- Opening Delimiter -

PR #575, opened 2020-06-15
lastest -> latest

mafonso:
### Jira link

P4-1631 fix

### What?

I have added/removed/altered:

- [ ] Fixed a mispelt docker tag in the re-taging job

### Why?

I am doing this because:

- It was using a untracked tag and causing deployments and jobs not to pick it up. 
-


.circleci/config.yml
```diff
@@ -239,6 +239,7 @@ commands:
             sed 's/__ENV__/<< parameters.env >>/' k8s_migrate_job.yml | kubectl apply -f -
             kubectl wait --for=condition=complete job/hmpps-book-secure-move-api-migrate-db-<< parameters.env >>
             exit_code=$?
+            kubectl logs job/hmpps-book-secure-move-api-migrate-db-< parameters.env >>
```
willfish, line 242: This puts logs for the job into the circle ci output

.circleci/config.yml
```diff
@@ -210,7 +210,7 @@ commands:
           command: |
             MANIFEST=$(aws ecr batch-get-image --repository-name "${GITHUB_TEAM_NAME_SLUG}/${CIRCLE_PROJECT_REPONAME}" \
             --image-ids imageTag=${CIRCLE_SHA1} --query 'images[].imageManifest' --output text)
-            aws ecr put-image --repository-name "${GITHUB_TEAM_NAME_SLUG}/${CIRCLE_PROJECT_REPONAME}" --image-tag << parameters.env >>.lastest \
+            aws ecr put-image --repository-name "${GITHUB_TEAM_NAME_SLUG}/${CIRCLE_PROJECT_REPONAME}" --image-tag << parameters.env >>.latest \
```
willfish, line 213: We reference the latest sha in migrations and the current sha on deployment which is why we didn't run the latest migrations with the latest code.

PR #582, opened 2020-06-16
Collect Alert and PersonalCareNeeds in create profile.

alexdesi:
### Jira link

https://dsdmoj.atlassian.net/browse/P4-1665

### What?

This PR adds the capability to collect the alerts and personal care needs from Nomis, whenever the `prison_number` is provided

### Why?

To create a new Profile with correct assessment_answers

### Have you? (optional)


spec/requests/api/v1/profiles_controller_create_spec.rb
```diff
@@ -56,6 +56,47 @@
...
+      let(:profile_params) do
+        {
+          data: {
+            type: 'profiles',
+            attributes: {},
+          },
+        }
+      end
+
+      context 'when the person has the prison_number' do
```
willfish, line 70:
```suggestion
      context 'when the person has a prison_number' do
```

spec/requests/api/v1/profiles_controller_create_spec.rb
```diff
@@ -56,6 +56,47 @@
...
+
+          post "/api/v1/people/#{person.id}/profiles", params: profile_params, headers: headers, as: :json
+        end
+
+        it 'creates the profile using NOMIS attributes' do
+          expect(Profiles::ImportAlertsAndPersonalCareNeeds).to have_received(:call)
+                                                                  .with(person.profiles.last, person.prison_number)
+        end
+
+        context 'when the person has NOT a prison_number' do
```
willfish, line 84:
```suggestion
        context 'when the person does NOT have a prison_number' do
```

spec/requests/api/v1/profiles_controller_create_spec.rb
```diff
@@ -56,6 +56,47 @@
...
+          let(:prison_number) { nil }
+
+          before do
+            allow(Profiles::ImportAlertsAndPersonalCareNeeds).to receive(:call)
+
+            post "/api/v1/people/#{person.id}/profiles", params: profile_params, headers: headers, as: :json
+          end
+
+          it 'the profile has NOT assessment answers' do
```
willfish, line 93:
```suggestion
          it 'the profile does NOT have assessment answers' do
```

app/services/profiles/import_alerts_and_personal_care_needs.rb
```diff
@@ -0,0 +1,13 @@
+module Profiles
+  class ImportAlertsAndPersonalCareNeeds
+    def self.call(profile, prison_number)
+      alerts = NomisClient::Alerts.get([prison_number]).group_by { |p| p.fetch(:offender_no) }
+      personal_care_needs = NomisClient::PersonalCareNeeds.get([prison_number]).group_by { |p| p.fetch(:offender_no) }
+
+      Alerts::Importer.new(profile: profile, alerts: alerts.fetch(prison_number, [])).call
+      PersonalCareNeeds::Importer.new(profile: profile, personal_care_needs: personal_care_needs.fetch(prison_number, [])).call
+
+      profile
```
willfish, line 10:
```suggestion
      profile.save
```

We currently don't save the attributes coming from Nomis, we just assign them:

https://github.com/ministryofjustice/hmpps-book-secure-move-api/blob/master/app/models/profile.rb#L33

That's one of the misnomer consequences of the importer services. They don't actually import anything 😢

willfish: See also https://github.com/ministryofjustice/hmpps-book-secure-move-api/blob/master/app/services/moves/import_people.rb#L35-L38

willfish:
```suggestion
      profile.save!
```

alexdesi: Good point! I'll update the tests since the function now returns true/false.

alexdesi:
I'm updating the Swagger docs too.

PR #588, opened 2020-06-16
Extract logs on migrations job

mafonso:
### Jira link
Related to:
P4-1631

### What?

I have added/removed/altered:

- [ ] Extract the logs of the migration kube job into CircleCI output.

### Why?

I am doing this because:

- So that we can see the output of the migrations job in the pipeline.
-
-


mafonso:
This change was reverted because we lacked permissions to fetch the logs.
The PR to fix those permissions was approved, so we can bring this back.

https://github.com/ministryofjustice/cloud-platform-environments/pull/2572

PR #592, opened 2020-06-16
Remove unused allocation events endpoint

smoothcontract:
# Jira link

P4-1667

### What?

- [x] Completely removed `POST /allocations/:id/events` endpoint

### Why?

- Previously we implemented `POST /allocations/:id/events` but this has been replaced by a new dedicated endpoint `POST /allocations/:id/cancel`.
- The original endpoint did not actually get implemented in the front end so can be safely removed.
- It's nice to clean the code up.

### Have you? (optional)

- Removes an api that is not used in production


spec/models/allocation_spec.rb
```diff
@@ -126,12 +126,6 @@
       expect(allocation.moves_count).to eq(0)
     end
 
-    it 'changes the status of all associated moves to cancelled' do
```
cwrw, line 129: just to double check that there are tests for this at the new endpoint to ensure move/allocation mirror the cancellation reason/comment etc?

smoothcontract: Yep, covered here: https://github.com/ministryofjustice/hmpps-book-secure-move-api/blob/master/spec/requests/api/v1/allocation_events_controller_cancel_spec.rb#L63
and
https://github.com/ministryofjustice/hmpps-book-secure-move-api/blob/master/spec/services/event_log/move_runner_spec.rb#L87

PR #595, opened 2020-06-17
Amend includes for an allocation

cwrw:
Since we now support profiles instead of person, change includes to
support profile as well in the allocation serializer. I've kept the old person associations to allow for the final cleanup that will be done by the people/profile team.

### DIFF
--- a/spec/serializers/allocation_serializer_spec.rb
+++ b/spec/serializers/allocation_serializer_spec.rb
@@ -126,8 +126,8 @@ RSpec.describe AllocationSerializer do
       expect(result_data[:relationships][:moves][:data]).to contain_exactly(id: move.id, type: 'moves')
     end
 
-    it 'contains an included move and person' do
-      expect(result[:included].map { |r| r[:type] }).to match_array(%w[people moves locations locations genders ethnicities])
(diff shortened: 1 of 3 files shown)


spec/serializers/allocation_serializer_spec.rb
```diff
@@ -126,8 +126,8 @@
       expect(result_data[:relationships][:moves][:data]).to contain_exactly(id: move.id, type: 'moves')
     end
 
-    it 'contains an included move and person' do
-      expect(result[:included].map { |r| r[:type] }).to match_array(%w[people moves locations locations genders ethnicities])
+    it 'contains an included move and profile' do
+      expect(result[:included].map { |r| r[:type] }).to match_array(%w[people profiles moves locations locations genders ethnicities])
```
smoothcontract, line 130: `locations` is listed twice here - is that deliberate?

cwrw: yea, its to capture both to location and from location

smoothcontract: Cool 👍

- Closing Delimiter -

** WHAT YOU WILL DO **
Extract the data exactly as given.

** EXERCISE RESULT **
PR #575, opened 2020-06-15
lastest -> latest

mafonso:
### Jira link

P4-1631 fix

### What?

I have added/removed/altered:

- [ ] Fixed a mispelt docker tag in the re-taging job

### Why?

I am doing this because:

- It was using a untracked tag and causing deployments and jobs not to pick it up. 
-


.circleci/config.yml
```diff
@@ -239,6 +239,7 @@ commands:
             sed 's/__ENV__/<< parameters.env >>/' k8s_migrate_job.yml | kubectl apply -f -
             kubectl wait --for=condition=complete job/hmpps-book-secure-move-api-migrate-db-<< parameters.env >>
             exit_code=$?
+            kubectl logs job/hmpps-book-secure-move-api-migrate-db-< parameters.env >>
```
willfish, line 242: This puts logs for the job into the circle ci output

.circleci/config.yml
```diff
@@ -210,7 +210,7 @@ commands:
           command: |
             MANIFEST=$(aws ecr batch-get-image --repository-name "${GITHUB_TEAM_NAME_SLUG}/${CIRCLE_PROJECT_REPONAME}" \
             --image-ids imageTag=${CIRCLE_SHA1} --query 'images[].imageManifest' --output text)
-            aws ecr put-image --repository-name "${GITHUB_TEAM_NAME_SLUG}/${CIRCLE_PROJECT_REPONAME}" --image-tag << parameters.env >>.lastest \
+            aws ecr put-image --repository-name "${GITHUB_TEAM_NAME_SLUG}/${CIRCLE_PROJECT_REPONAME}" --image-tag << parameters.env >>.latest \
```
willfish, line 213: We reference the latest sha in migrations and the current sha on deployment which is why we didn't run the latest migrations with the latest code.

PR #582, opened 2020-06-16
Collect Alert and PersonalCareNeeds in create profile.

alexdesi:
### Jira link

https://dsdmoj.atlassian.net/browse/P4-1665

### What?

This PR adds the capability to collect the alerts and personal care needs from Nomis, whenever the `prison_number` is provided

### Why?

To create a new Profile with correct assessment_answers

### Have you? (optional)


spec/requests/api/v1/profiles_controller_create_spec.rb
```diff
@@ -56,6 +56,47 @@
...
+      let(:profile_params) do
+        {
+          data: {
+            type: 'profiles',
+            attributes: {},
+          },
+        }
+      end
+
+      context 'when the person has the prison_number' do
```
willfish, line 70:
```suggestion
      context 'when the person has a prison_number' do
```

spec/requests/api/v1/profiles_controller_create_spec.rb
```diff
@@ -56,6 +56,47 @@
...
+
+          post "/api/v1/people/#{person.id}/profiles", params: profile_params, headers: headers, as: :json
+        end
+
+        it 'creates the profile using NOMIS attributes' do
+          expect(Profiles::ImportAlertsAndPersonalCareNeeds).to have_received(:call)
+                                                                  .with(person.profiles.last, person.prison_number)
+        end
+
+        context 'when the person has NOT a prison_number' do
```
willfish, line 84:
```suggestion
        context 'when the person does NOT have a prison_number' do
```

spec/requests/api/v1/profiles_controller_create_spec.rb
```diff
@@ -56,6 +56,47 @@
...
+          let(:prison_number) { nil }
+
+          before do
+            allow(Profiles::ImportAlertsAndPersonalCareNeeds).to receive(:call)
+
+            post "/api/v1/people/#{person.id}/profiles", params: profile_params, headers: headers, as: :json
+          end
+
+          it 'the profile has NOT assessment answers' do
```
willfish, line 93:
```suggestion
          it 'the profile does NOT have assessment answers' do
```

app/services/profiles/import_alerts_and_personal_care_needs.rb
```diff
@@ -0,0 +1,13 @@
+module Profiles
+  class ImportAlertsAndPersonalCareNeeds
+    def self.call(profile, prison_number)
+      alerts = NomisClient::Alerts.get([prison_number]).group_by { |p| p.fetch(:offender_no) }
+      personal_care_needs = NomisClient::PersonalCareNeeds.get([prison_number]).group_by { |p| p.fetch(:offender_no) }
+
+      Alerts::Importer.new(profile: profile, alerts: alerts.fetch(prison_number, [])).call
+      PersonalCareNeeds::Importer.new(profile: profile, personal_care_needs: personal_care_needs.fetch(prison_number, [])).call
+
+      profile
```
willfish, line 10:
```suggestion
      profile.save
```

We currently don't save the attributes coming from Nomis, we just assign them:

https://github.com/ministryofjustice/hmpps-book-secure-move-api/blob/master/app/models/profile.rb#L33

That's one of the misnomer consequences of the importer services. They don't actually import anything 😢

willfish: See also https://github.com/ministryofjustice/hmpps-book-secure-move-api/blob/master/app/services/moves/import_people.rb#L35-L38

willfish:
```suggestion
      profile.save!
```

alexdesi: Good point! I'll update the tests since the function now returns true/false.

alexdesi:
I'm updating the Swagger docs too.

PR #588, opened 2020-06-16
Extract logs on migrations job

mafonso:
### Jira link
Related to:
P4-1631

### What?

I have added/removed/altered:

- [ ] Extract the logs of the migration kube job into CircleCI output.

### Why?

I am doing this because:

- So that we can see the output of the migrations job in the pipeline.
-
-


mafonso:
This change was reverted because we lacked permissions to fetch the logs.
The PR to fix those permissions was approved, so we can bring this back.

https://github.com/ministryofjustice/cloud-platform-environments/pull/2572

PR #592, opened 2020-06-16
Remove unused allocation events endpoint

smoothcontract:
# Jira link

P4-1667

### What?

- [x] Completely removed `POST /allocations/:id/events` endpoint

### Why?

- Previously we implemented `POST /allocations/:id/events` but this has been replaced by a new dedicated endpoint `POST /allocations/:id/cancel`.
- The original endpoint did not actually get implemented in the front end so can be safely removed.
- It's nice to clean the code up.

### Have you? (optional)

- Removes an api that is not used in production


spec/models/allocation_spec.rb
```diff
@@ -126,12 +126,6 @@
       expect(allocation.moves_count).to eq(0)
     end
 
-    it 'changes the status of all associated moves to cancelled' do
```
cwrw, line 129: just to double check that there are tests for this at the new endpoint to ensure move/allocation mirror the cancellation reason/comment etc?

smoothcontract: Yep, covered here: https://github.com/ministryofjustice/hmpps-book-secure-move-api/blob/master/spec/requests/api/v1/allocation_events_controller_cancel_spec.rb#L63
and
https://github.com/ministryofjustice/hmpps-book-secure-move-api/blob/master/spec/services/event_log/move_runner_spec.rb#L87

PR #595, opened 2020-06-17
Amend includes for an allocation

cwrw:
Since we now support profiles instead of person, change includes to
support profile as well in the allocation serializer. I've kept the old person associations to allow for the final cleanup that will be done by the people/profile team.

### DIFF
--- a/spec/serializers/allocation_serializer_spec.rb
+++ b/spec/serializers/allocation_serializer_spec.rb
@@ -126,8 +126,8 @@ RSpec.describe AllocationSerializer do
       expect(result_data[:relationships][:moves][:data]).to contain_exactly(id: move.id, type: 'moves')
     end
 
-    it 'contains an included move and person' do
-      expect(result[:included].map { |r| r[:type] }).to match_array(%w[people moves locations locations genders ethnicities])
(diff shortened: 1 of 3 files shown)


spec/serializers/allocation_serializer_spec.rb
```diff
@@ -126,8 +126,8 @@
       expect(result_data[:relationships][:moves][:data]).to contain_exactly(id: move.id, type: 'moves')
     end
 
-    it 'contains an included move and person' do
-      expect(result[:included].map { |r| r[:type] }).to match_array(%w[people moves locations locations genders ethnicities])
+    it 'contains an included move and profile' do
+      expect(result[:included].map { |r| r[:type] }).to match_array(%w[people profiles moves locations locations genders ethnicities])
```
smoothcontract, line 130: `locations` is listed twice here - is that deliberate?

cwrw: yea, its to capture both to location and from location

smoothcontract: Cool 👍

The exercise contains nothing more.